JTU競技規則<改定案と補足説明と事例集>
第7章 ランニング(ラン)競技規則 第34条(安全の確保)
第34条(安全の確保)
- (交通規則の順守)
コース役員あるいは表示看板などによる指示がない場合は、交通規則に従い競技を行うものとし、つねに安全確認を怠らない。
- (左側通行・右側追い越しの原則)
- コースの左側を「キープレフト」を守り競技する。
- 追い越しは、前走者の右側から行う。
補足説明
- コース全域にスタッフを置くことは出来ない。そのため、競技者には同ルールが適用される。完全規制のオープンコースであってもキープレフトは守られるものだが、窮屈な適用はしなくてもよいだろ。

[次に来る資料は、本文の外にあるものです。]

Issue #1396, opened 2017-01-19
improve camera and stage metadata


ericpre:
As mentioned in #1385, it would be good to add more camera and stage metadata.
Currently the exposure time in TEM is stored in `Acquisition_instrument.TEM.exposure` and for STEM, there is `Acquisition_instrument.TEM.dwell_time`.

If we add a `camera` node, I guess it would be good to move the `Acquisition_instrument.TEM.exposure` leaf to `Acquisition_instrument.TEM.Detector.camera`. In this case, it would be considered as a "detector node" similar to EELS and EDS ones.
Regarding STEM mode, should the `Acquisition_instrument.TEM.dwell_time` leaf stay as it is? Is there any io plugins that import metadata about STEM detector? As far as I know, the DM and FEI don't support it and we don't even know the kind of detector.

If we are moving the `Acquisition_instrument.TEM.exposure` leaf, it will break the API, so I guess the PR would need to be made to the `RELEASE_next_major` branch?

ericpre:
See this [commit](https://github.com/hyperspy/hyperspy/pull/1385/commits/ffe95289899db257ac7009cd2ca5648de06b151d) for camera metadata.

woozey:
> If we add a camera node, I guess it would be good to move the Acquisition_instrument.TEM.exposure leaf to Acquisition_instrument.TEM.Detector.camera. In this case, it would be considered as a "detector node" similar to EELS and EDS ones.

That makes the most sense to me, as camera is a detector too. In the https://github.com/hyperspy/hyperspy/pull/1385/commits/ffe95289899db257ac7009cd2ca5648de06b151d mentioned above my first ideas about what necessary camera metadata may look like.

Regarding stage metadata it could contain quite advanced information (though it is rarely saved together with images at the moment...). For example:
-  Position: x,y,z, alpha, beta, azimuth
-  Stage type (holder type in this case)
-  Temperature
-  Applied voltage, current and magnetic field (?) Actually this part may even need another branch in `TEM` called `insitu`.
-  Also I dream about the day when all lens and other optical element currents will be saved together with data...

sem-geologist:
IMHO stage data could also be handy not only for TEM but also for SEM

what is the parameters alpha, beta and azimuth? for possition?

maybe for stage position also rotation could be added, or is this the azimuth parameter?

woozey:
> what is the parameters alpha, beta and azimuth? for possition?

[...]

PR #1563, opened 2017-04-02
Fix reading metadata tif issue with scikit image 0.13

ericpre:
Tifffile.py have been updated in the last release of scikit-image and this PR fixes parsing scale and units of tiff files.

- [x] Fix parsing scale and units with last version of scikit-image.
- [x] Parse more metadata for SEM.
- [x] Add a stage node (tilt_a, tilt_b, rotation, x, y, z) to metadata specification (See discussion in #1396).
- [x] Get a TVIPS camera test file and parse the metadata.

In this PR, the metadata (including scale and units) would not be parsed with older version of scikit-image (<0.13) or tifffile.py. The file will be still loaded correctly, though. The main reason is to make more simple. I would suggest to also complete #1433 after merging this one.


ericpre:
It would be great if this PR could be reviewed and merged asap, to get CI green again... and then do #1565 and #1433!

francisco-dlp:
Why not simply requiring skimage >= 0.13?

ericpre:
Agree.

francisco-dlp:
Just a couple of things:
* When changing the metadata structure (in this case replacing ``tilt_stage`` by the stage node) we must change the version in ``io_plugins/hdf5.py``. In this case, we need to increase the major index so it'll be v3.0. Now that you are at it, you could add the version to the metadata structure chapter, as this is actually the version of our hdf5 specification.
* HyperSpy must be able to read all the information from previous hdf5 specifications, so  ``io_plugins/hdf5.py`` requires modification to look for ``tilt_stage`` and place the information in the new node. A test to check that it does it properly is also required.

ericpre:
I think some of it is in #1565. The two PR go together, sorry for the confusion, I made a separate one that update the metadata in all io plugins. I didn't wanted to make this one too complicated and focused here on tiff only.
Should we move the discussion regarding hdf5 in #1565?

francisco-dlp:
The same applies to the camera node in #1565. Why not e.g. merging #1565 here and closing it?

francisco-dlp:
Sorry to come up with a question after merging: why not renaming ``tilt_a`` and ``tilt_b`` to the more familiar ``tilt_alpha`` and ``tilt_beta``?

ericpre:
No particular reason, can change it to `tilt_alpha` and `tilt_beta`.

Issue #1511, opened 2017-03-04
Warn when plotting signal that contains markers


francisco-dlp:
A signal can contain permanent markers but they are not plotted by default. Although it is possible to know if it contains markers by checking the metadata, wouldn't it be useful to add a warning to the logger when plotting a signal that contains markers when ``plot_markers`` is ``False``?

magnunor:
I don't think this is a good idea, since markers will be added to signals automatically (for example https://github.com/hyperspy/hyperspy/pull/1491). This means that at some point, when more of the file loaders also adds markers, pretty much every `s.plot(plot_markers=False)` will produce a warning.

Semi-related: we could make `plot_markers=True` the default

ericpre:
It looks like users don't like to see warning... maybe it is best to avoid it, if not very important.
+1 on making plot_markers=True, the default.
This default could be set in the preferences. It could also be signal dependant.

thomasaarholt:
+1 for the plot_markers=True as well. @magnunor's argument about constant warnings is true.

sem-geologist:
+1 for `plot_marker=True`; or it should go to `logger.info`, not `warnning`. Bcf v2 is going to have marker too (only one rectangle only on overview image,but it would be nice if it would be plotted automatically)

ericpre:
Fixed by #1564.

PR #1564, opened 2017-04-03
Change default for s.plot(plot_markers=False) to plot_markers=True

magnunor:
This pull request changes the default behavior for s.plot: the default for plot_markers is changed from False to True. So permanent markers will be plotted by default.

Some more discussion here: https://github.com/hyperspy/hyperspy/issues/1511


magnunor:
The failing travis tests are related to FEI loader:
```Python
    def test_read_FEI_SEM_scale_metadata_8bits():
        fname = os.path.join(MY_PATH2, 'FEI-Helios-Ebeam-8bits.tif')
        s = hs.load(fname)
>       assert s.axes_manager[0].units == 'm'
E       AssertionError: assert <undefined> == 'm'
E        +  where <undefined> = <width axis, size: 512>.units
```

Which I don't think is related to my changes

magnunor:
Any thoughts on this?

ericpre:
Should be fixed in #1563: update your branch with upstream.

- 信号が点滅している場合は、赤の点滅では一時停止して安全を確認する。黄色の点滅では、停止の必要はないが確認義務がある。これが、交通規則である。
状況例
- 先頭ランナーの前を白バイ2台が先導し、テレビカメラが前面から肉薄する。大画面の映像が、フィニシュエリアの観客席に伝えられる。マーシャルは、ランナーを斜め後方から追う。競技者は、規制されたコース両サイドの大観衆を避けるようにややセンター寄りを走る
判断例
- 独走状態であり、観客が手を差し出している。「安全のため」センター付近を走ることは容認されるだろう。
第34条(安全の確保)
- (危険行為、進路妨害の禁止)
- 危険行為、進路妨害をしてはいけない。
補足説明
- 一般にランでの危険行為は少ないが、競って併走しているとき肘が当たる、あるいは、追い越すときに意図せずに相手のシューズを引っかけてしまう。これらは、決定的なダメージを与える。

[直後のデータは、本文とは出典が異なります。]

PR #1566, opened 2017-04-04
Fix post checkout githook

vidartf:
Fix the post checkout git hook, such that all paths for `rm` gets quoted. Without this, something could go wrong if e.g. the repository is in the path `C:\windows development files\hyperspy` (will try to delete `C:\windows`, `development` and `hyperspy/hyperspy/io_plugins/unbcf_fast.c`).

Note: That command should not actually do anything to `c:\Windows` since `rm` should not delete folders, but you get my drift.

An alternative is of course to remove the post-checkout code from the setup.py code, and make it an opt-in feature instead. I would argue that installing hooks automatically is a little confusing (and possibly rude).

Someone will have to confirm if this quoting (double quotes) will work safely on other OSes than Windows.

### DIFF
--- a/setup.py
+++ b/setup.py
@@ -111,7 +111,6 @@ for leftover in raw_extensions:
                     path +
                     '.cpython-*.so'))
 
-
 def count_c_extensions(extensions):
     c_num = 0
     for extension in extensions:
@@ -201,7 +200,7 @@ def find_post_checkout_cleanup_line():
 # after changing branches:
 if os.path.exists(git_dir) and (not os.path.exists(hook_ignorer)):
     exec_str = sys.executable
-    recythonize_str = ' '.join([exec_str,
+    recythonize_str = ' '.join(['"%s"'%exec_str,'"%s"'%
                                 os.path.join(setup_path, 'setup.py'),
                                 'clean --all build_ext --inplace\n'])
     if os.name == 'nt':
@@ -224,7 +223,7 @@ if os.path.exists(git_dir) and (not os.path.exists(hook_ignorer)):
             line_n = find_post_checkout_cleanup_line()
             if line_n is not None:
                 hook_lines[line_n] = 'rm ' + \
-                    ' '.join([i for i in cleanup_list]) + '\n'
+                    ' '.join(['"%s"' % i for i in cleanup_list]) + '\n'
                 hook_lines[line_n + 1] = recythonize_str
             else:
                 hook_lines.append('\n#cleanup_cythonized_and_compiled:\n')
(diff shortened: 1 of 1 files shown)


erh3cq:
Still having the issue
"""
~\Documents\GitHub\hyperspy [Mule ≡]> git checkout RELEASE_next_minor
Your branch is up-to-date with 'origin/RELEASE_next_minor'.
Switched to branch 'RELEASE_next_minor'
rm: cannot remove 'C:/Users/Eric Hoglund/Documents/GitHub/hyperspy/hyperspy/io_plugins/unbcf_fast.c*': No such file or directory
rm: cannot remove 'C:/Users/Eric Hoglund/Documents/GitHub/hyperspy/hyperspy/io_plugins/unbcf_fast.cpython-*.pyd': No such file or directory
.git/hooks/post-checkout: line 4: C:/Program: No such file or directory
"""

vidartf:
Well, those are OK if the files actually do not exist.

vidartf:
I.e. if they were not previously built.

erh3cq:
the files are named uncb_fast.c and uncb_fast.pyx
So the first remove should work?
The second should be pyx not .pyd?
The last remove seems to be attempting to remove the file from C:/Program not .git/hooks

vidartf:
The last line is actually not a removal command, but I guess that should get quotes as well.

sem-geologist:
@vidartf  I agree that all this githook is terrible mess, I were thinking to remove it completely, but still not thought up the replacement... Maybe `.hook_ignore` file should be created by default in the source tree, then by default that post checkout hook would not work.
But maybe instead of small hack It should  completely be ditched from `setup.py`---it complicates it too much.

erh3cq (changes requested):
Can we make 185&186 have quotes? On windows it is searching for C:\Program Files, but that contains spaces.
227 needs quotes?

I am wondering, would it be better to use .replace(' ','%20') rather than quotes on all of these?
-setup_path.replace(' ','%20') near line 47
-git_dir.replace(' ','%20')

erh3cq:
I have edited the setup file, and it is working.  How do I upload it to here?

vidartf:
The best solution is to make a PR to my branch ([vidartf:fix-githook](https://github.com/vidartf/hyperspy/tree/fix-githook)).

vidartf:
Whoops, some commits from minor got included, I'll rebase the branch to sort it out.

francisco-dlp:
Don't worry about it, the next release will be a minor.

vidartf:
There might still be some issues left, but this PR should at least be a strict improvement.

PR #1567, opened 2017-04-04
Make ripple format a bit more tolerant

francisco-dlp:
The ripple format stipulates that the separator between keys and values is a single tab. However, it is not uncommon to find ripple files with spaces and/or a mixture of tabs and spaces in the wild. This let's HyperSpy load these mildly illegal files.

### DIFF
--- a/hyperspy/io_plugins/ripple.py
+++ b/hyperspy/io_plugins/ripple.py
@@ -162,7 +162,7 @@ def parse_ripple(fp):
                 err = 'Separator in line "%s" is wrong, ' % line
                 err += 'it should be a <TAB> ("\\t")'
                 raise IOError(err)
-            line = line.split(sep)  # now it's a list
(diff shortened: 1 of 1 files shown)


thomasaarholt:
I was literally going to create an issue on this 30 minutes ago, but then I had to run to the train.

thomasaarholt:
Will test this on my file and see if it now works

thomasaarholt:
EDIT: Hold on this. I wasn't using the correct branch on my computer. New PC.

Hm, it still doesn't work on my file, which has up to 9 spaces between the key and value.

[Base(5).zip](https://github.com/hyperspy/hyperspy/files/896159/Base.5.zip)

thomasaarholt:
It works! Looks good, @francisco-dlp!

francisco-dlp:
Thanks @thomasaarholt, I'll merge it then.

PR #1571, opened 2017-04-06
Warn calibration

### LINKED ISSUE #1570: Bug (?) in load_data()
I am loading EDS data with `load_data()`. If I read the data as a tuple

`a, b = hs.load(["1.msa", "2.msa"], signal_type='EDS_TEM')`

the data are correctly loaded independent of whether they have the same shape or the same calibration. If I load them as a stack

`s = hs.load(["1.msa", "2.msa"], signal_type='EDS_TEM', stack=True)`

I do get an error (`cannot broadcast`), which is correct, if they do not have the same shape. If the data have the same shape (same number of channels) but are differently calibrated (different values of `offset`, `scale`, and `units`) the data are read without problems but the calibration of the first spectrum read is silently applied to all subsequently read spectra.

選手権レベルでのトップ集団には、マーシャル監視が要求される。
状況例
- ワールドカップで残り100メートルで3人のスプリント勝負となった。コース幅は5メートル。1人は一歩遅れる。2人が併走する。残り10メートルで、後続が追い上げる勢いを見せたが、前の2人のため追い抜けなかった。
判断例
- 運営面から、コース幅5mは十分(最終フィニッシュラインは、3−5mは確保)。
- 本件は、特別な異議もなく、競技者が最終スプリントでの作戦ミスであり、納得の行くレースと判断される。
第34条(安全の確保)
- (エイドステーションでの進路妨害・減速義務)
- 第3章第14条3項で定めた通りである。
- エイドステーションでは事前に左端に寄り(削除:速度を落とし)飲食物の補給を受ける。飲食物は、スタッフから直接受け取る場合と設置された物を自ら取り上げる場合がある。
- 受け取る方式の場合:事前に「左手を水平に挙げ、声を出し」スタッフへの注意を促す。

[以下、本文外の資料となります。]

PR #1572, opened 2017-04-07
Warn calibration v2

ialxn:
This fixes Issue #1570 . Signals not matching calibration data `scale`, `offset`, `units` of first signal are omitted and a warning is issued.

V2: restructured code. Fixed logic (`if ... elif` -> `if ... else`).

### DIFF
--- a/hyperspy/io.py
+++ b/hyperspy/io.py
@@ -245,6 +245,39 @@ def load(filenames=None,
     >>> s = hs.load('file*.blo', lazy=True, stack=True)
 
     """
+    def calibration_is_ok(obj, calibration):
+        """
+        Check if calibration data of `obj` matches `calibration`
+
+        Parameters
+        ----------
+        obj : signal
+            The signal to be checked
+        calibration : tuple
+            calibration data (offset, scale, units)
+
+        Returns
+        -------
+        True :
+            calbration data matches
+        False :
+            otherwise
+        """
+        this_axis0 = obj.axes_manager.as_dictionary()["axis-0"]
+        if calibration[0] != this_axis0["scale"] or \
+           calibration[1] != this_axis0["offset"] or \
+           calibration[2] != this_axis0["units"]:
+            return False
+        else:
+            return True
+
+    def get_calibration(obj):
+        """
+        Returns calibration data (`scale`, `offset`, `units`) of signal `obj`
+        """
+        a = obj.axes_manager.as_dictionary()["axis-0"]
+        return (a["scale"], a["offset"], a["units"])
+
     deprecated = ['mmap_dir', 'load_to_memory']
     warn_str = "'{}' argument is deprecated, please use 'lazy' instead"
     for k in deprecated:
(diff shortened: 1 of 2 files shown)


francisco-dlp:
As pointed out in #1570, warning the user when the calibration doesn't match is certainly a good idea. This is a first step, but it needs to be more general. In my mind all axes should obey some rules regarding calibration. For example, if we have to line spectra ``(10| 100)`` and ``(10| 100)``, if we stack them like this ``(20| 100)`` the calibration of the signal axis must be the same, but also the scale and units of the navigation axis, and the offset should follow ``offset2 = offset1 + scale1 * 10``. On the other hand, stacking like this ``(2, 10| 100)`` the nav and sig axes should have the same calibration. Also, when stacking signals of higher signal dimension (e.g. images) all signal axes should be checked.

ialxn:
I see. I was wondering how to deal with the issue in a more general way. I could imagine that some people would want to stack `(10|100)` and `(10|100)`  to `(20|100)` as a time series, or just a collection of signals. So enforcing the same calibration or not ... I do not see a "correct" way to do this without an additional keyword, which is also clumsy. So maybe the fix should really be just a clear statement in the documentation.

On a second thought. Maybe there is a heuristics that catches most real problems, such as just a single calibration that differs.

On a third thought. Maybe the easiest solution is just to warn the user but still load the data.

to266:
For now I would go the warning and thorough documentation route.

At some point later, if/when we think it's worth spending time implementing, we could add a `kwarg` to most functions that takes into account calibrations (such as `calibrated=True`) - which would require non-stacked axes to be identical / would crop them to be identical, and then stack (or perform any other operation?) the signals in the logical (in terms of the axis) way.

tjof2:
Will tidy this up plus related issue (#1570) such that its documented and logs a clear warning.

tjof2:
OK so here's an example:

```python
import os
import tempfile
import hyperspy.api as hs

s1 = hs.signals.Signal1D([1.0, 2.0, 3.0])
s2 = hs.signals.Signal1D([1.0, 2.0, 3.0])

s1.axes_manager[0].scale = 1.0
s1.axes_manager[0].offset = 1.0
s1.axes_manager[0].units = "cm"

s2.axes_manager[0].scale = 2.0
s2.axes_manager[0].offset = 1.0 + 1e-5
s2.axes_manager[0].units = "mm"

with tempfile.TemporaryDirectory() as tmpdir:
    f1 = os.path.join(tmpdir, "s1.hspy")
    f2 = os.path.join(tmpdir, "s2.hspy")

    s1.save(f1, overwrite=True)
    s2.save(f2, overwrite=True)

    _ = hs.load([f1, f2], stack=True)

WARNING:hyperspy.io:Mismatched calibration when stacking signals: scale (1.0 != 2.0), offset (1.0 != 1.00001), units (cm != mm). The calibration of the first signal will be applied to all signals
```

As @francisco-dlp mentions above, ideally this should be much more general. However, printing a warning is a good step for now.

tjof2:
Actually, this might not be the best place for it. Will close and open a new PR that's cleaner.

- エイドステーションでの受取の失敗は、競技者の責任である。
補足説明
- トライアスロンの伝統として「受け取り方式」が一般的である。スタッフのうまい下手があり、選手権レベルでは、「取り上げ方式」のほうが良い、とする見方がある。
- スタッフが十分にいる場合は「上記事例3)」を励行し、失敗を競技者自身が防ぐ。
- スタッフの不慣れから失敗して、その後に影響するのであれば「設置式」が良い。その場合、スペースをたっぷり取る必要がある。ミスの場合を考え、ダブルに設置することも検討したい。
- エイドステーションの場所の案内、表示案内は事前に発表する。
状況例
- 昔、フランスの大会で、米国選手が、「ウォーター」といくら叫んでも水を渡してもらえないということがあった。
判断例
- 主催者は、これらを防止するためのスタッフ教育が必要である。競技者は、フランス語で水と言えるくらいの勉強はして臨んでほしい。
- ITUでは、国際言語を英語とし、主催国の言語と併用する。事例のようなことは、ITU大会では起こってはいけない。